PR #7987, opened 2024-07-19
cli: improve usage messages

shykes:


grouville (approved):
Love it ! 👼  Needs an update on the references though I think 👀

cmd/dagger/module.go
```diff
@@ -303,19 +297,16 @@ var moduleInstallCmd = &cobra.Command{
...
 	Use:   "develop [options]",
-	Short: "Setup or update all the resources needed to develop on a module locally",
-	Long: `Setup or update all the resources needed to develop on a module locally.
-
-This command regenerates the module's code based on dependencies
-and the current state of the module's source code.
-
-If --sdk is set, the config file and generated code will be updated with those values reflected. It currently can only be used to set the SDK of a module that does not have one already.
+	Short: "Prepare a local module for development",
+	Long: `This command ensures that a module's SDK is installed, configured, and all its files re-generated. You should run it before every interaction between local tools and a module's source code: IDE, linter, source control, etc.
```
levlaz, line 301: > You should run it before every interaction between local tools and a module's source code: IDE, linter, source control, etc.

This part feels confusing, I rarely use `dagger develop` and don't seem to run into issues, because I feel like it does some stuff automatically.

levlaz (approved):
All great improvements, I have one non blocking question.

grouville:
Pushed a patch for the failing test + docs. Current failures seem unrelated to PR

cmd/dagger/module.go
```diff
@@ -78,29 +78,24 @@ func init() {
...
+	moduleDevelopCmd.Flags().StringVar(&developSourcePath, "source", "", "Source directory used by the installed SDK. Defaults to module root")
+	moduleDevelopCmd.Flags().StringVar(&licenseID, "license", defaultLicense, "License identifier to generate. See https://spdx.org/licenses/")
 	moduleDevelopCmd.Flags().StringVar(&compatVersion, "compat", modules.EngineVersionLatest, "Engine API version to target")
 	moduleDevelopCmd.Flags().Lookup("compat").NoOptDefVal = "skip"
 	moduleDevelopCmd.PersistentFlags().AddFlagSet(moduleFlags)
 }
 
 var moduleInitCmd = &cobra.Command{
-	Use:   "init [options] [path]",
+	Use:   "init [options] [PATH]",
```
helderco, line 90: We've adopted the lowercase convention. See:
- https://github.com/dagger/dagger/pull/7143

```suggestion
	Use:   "init [options] [path]",
```

cmd/dagger/module.go
shykes: > I rarely use `dagger develop` and don't seem to run into issues, because I feel like it does some stuff automatically when doing `dagger call` or `dagger install`

Yes `dagger install` will re-generate bindings. `dagger call` doesn't do anything though.

> I used it recently to do the 0.12 port, I don't remember the last time I used it.

Noted, I will try to downgrade the FUD :)

> > 3. Update the target engine version if needed
> 
> Is this because this behavior is new and we are now recommending that people use this command on a regular basis?

Not sure what you mean. What do you mean by "this" and "this behavior"?

cmd/dagger/module.go
shykes: Good to know, thanks

helderco (approved):

Issue #7979, opened 2024-07-18
Flaky test: `TestGoExtendCore` - `cannot define methods on objects from outside this module`


sipsma:
Started seeing this one a bunch recently:
* Cloud trace: https://dagger.cloud/dagger/traces/ce4f383ede89e9bf39d00fe89aacd444?span=087b98784bf05440#909ebe7a106b977f
* GHA job: https://github.com/dagger/dagger/actions/runs/9998434018/job/27637312803?pr=7978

_The task_:
Where a line of the records has the string "every", copy that line.

_Answer for this exercise_:
+	Long: `This command ensures that a module's SDK is installed, configured, and all its files re-generated. You should run it before every interaction between local tools and a module's source code: IDE, linter, source control, etc.
levlaz, line 301: > You should run it before every interaction between local tools and a module's source code: IDE, linter, source control, etc.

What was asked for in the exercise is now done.